PR #4023, opened 2023-12-06
.Net: Address API review feedback about DI integration

stephentoub:
- Replaces WithServices/WithPlugins callback-based methods with Services/Plugins properties. It makes it less fluent, but it brings it into line with the current best-practices patterns used by ASP.NET, it reduces nesting, it avoids confusion about when the callbacks are invoked, it avoids async-related issues, and it makes the pre-Build syntax for adding plugins to the builder much closer to the post-Build syntax for adding plugins to the Kernel.
- Plugins added as services are now automatically resolved as part of Kernel construction. The Kernel will prefer to use a collection it's explicitly handed, but if it isn't given one, it'll try to fetch a collection from the services, and if it can't find that, it'll try to fetch all IKernelPlugins from the services.
- Renamed With methods to Add methods to improve parity both with current ASP.NET practices as well as between when doing `builder.AddXx` and `builder.Services.AddXx`.
- Renamed `AddPluginFromObject<T>` to `AddFromType<T>`.
- Remove `new()` constraint from `AddFromType<T>` and instead use ActivatorUtilities.CreateInstance. The KernelBuilder.Plugins property contains the same IServiceCollection as the builder, and so `AddFromType<T>` has access to it and can use it with CreateInstance to resolve any plugin object ctor arguments from the service provider. For example, HttpPlugin has a ctor that takes an HttpClient, so now doing `builder.Plugins.AddFromType<HttpPlugin>()` will find an HttpClient in the container and use it automatically when the plugins are built as part of Build.
- Removed WithLoggerFactory and WithCulture. The latter is basically never used, and it's much more like the Data property and event handlers on the Kernel, where it can easily be mutated on the Kernel instance and doesn't need any builder support. WithLoggerFactory was used a lot, but mainly because of the patterns employed in the tests, and it's easily replacable with AddLogging.
- Added IKernelBuilder interface. It's implemented by KernelBuilder and returned from a new AddKernel extension method on IServiceCollection, adding a singleton KernelPluginCollection and a transient Kernel to the container. IKernelBuilder has both the Services and Plugins properties, and also has Build, but Build throws an exception if it's used on the instance returned from AddKernel, per feedback that it can lead to folks accidentally building the container multiple times.
- Changed all of the extensions on KernelBuilder to instead by on IKernelBuilder.

@davidfowl, @halter73, please ensure this is in line with your feedback. Thanks!


dotnet/src/Experimental/Orchestration.Flow.IntegrationTests/FlowOrchestratorTests.cs
```diff
@@ -104,7 +104,7 @@ private KernelBuilder InitializeKernelBuilder()
         Assert.NotNull(azureOpenAIConfiguration);
 
         return new KernelBuilder()
-            .WithLoggerFactory(this._logger)
+            .his._logger)
```
WeihanLi, line 107: Maybe want to remove this line of code?
```suggestion

```

dotnet/src/Plugins/Plugins.Core/HttpPlugin.cs
```diff
@@ -31,8 +32,9 @@ public HttpPlugin() : this(HttpClientProvider.GetHttpClient())
     /// <remarks>
     /// <see cref="HttpPlugin"/> assumes ownership of the <see cref="HttpClient"/> instance and will dispose it when the plugin is disposed.
     /// </remarks>
-    public HttpPlugin(HttpClient client) =>
-        this._client = client;
+    [ActivatorUtilitiesConstructor]
+    public HttpPlugin(HttpClient? client = null) =>
```
WeihanLi, line 36: Is there any benefit for adding a default value? Wondering that if we had `HttpClient` registed as a service in the serviceProvider, would the client be `null` or be the service we injected?

stephentoub: Without a default value, it makes the HttpClient required as part of service resolution, meaning trying to get one of these via DI will throw an exception of there's no HttpClient configured in the container.

markwallace-microsoft (commented):
Not fully done reviewing but some comments

For code like this 

```csharp
        KernelBuilder builder = new();
        builder.AddOpenAIChatCompletion(this._model.Model, this._restContext.ApiKey);
        this.Kernel = builder.Build();
```

Is there a more fluent approach we can use?

stephentoub:
> Not fully done reviewing but some comments
> 
> For code like this
> 
> ```cs
>         KernelBuilder builder = new();
>         builder.AddOpenAIChatCompletion(this._model.Model, this._restContext.ApiKey);
>         this.Kernel = builder.Build();
> ```
> 
> Is there a more fluent approach we can use?

That can be:
```C#
this.Kernel = new KernelBuilder()
    .AddOpenAIChatCompletion(this._model.Model, this._restContext.ApiKey);
    .Build();
```
Fluency there is fine. It just stops being fluent once you need to use .Services directly or choose to use .Plugins directly. The only solution I have for that is to add back a Configure/WithServices method or Configure/WithPlugins method, e.g.
```C#
public static IKernelBuilder ConfigureServices(this IKernelBuilder builder, Action<IServiceCollection> configure)
{
    configure(builder.Services);
    return builder;
}
```
That can be layered on top by anyone,  including but not limited to us.

dotnet/src/SemanticKernel.Abstractions/Kernel.cs
```diff
@@ -52,7 +52,16 @@ public sealed class Kernel
         KernelPluginCollection? plugins = null)
     {
         this.Services = services ?? EmptyServiceProvider.Instance;
-        this._plugins = plugins;
+
+        this._plugins = plugins ?? this.Services.GetService<KernelPluginCollection>();
+        if (this._plugins is null)
+        {
+            IEnumerable<IKernelPlugin> e = this.Services.GetServices<IKernelPlugin>();
+            if (e is not ICollection<IKernelPlugin> c || c.Count != 0)
```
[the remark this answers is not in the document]
stephentoub: It's just an optimization to avoid allocating the plugins collection if there aren't any plugins directly registered in DI. I'll add a comment.

SergeyMenshykh (approved):

dotnet/src/Plugins/Plugins.Core/HttpPlugin.cs
WeihanLi: Should we consider removing the parameter-less constructor because this constructor has a default value, if could be removed, maybe the `ActivatorUtilitiesConstructor` can be removed since there's only one constructor then

stephentoub: We could... I kept it so that anyone with a `new()` constraint would still work.

markwallace-microsoft (approved):

markwallace-microsoft (approved):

******

_Instructions to follow_
Your answer should be one number: how many lines above include the word "done".

_Exercise result_
2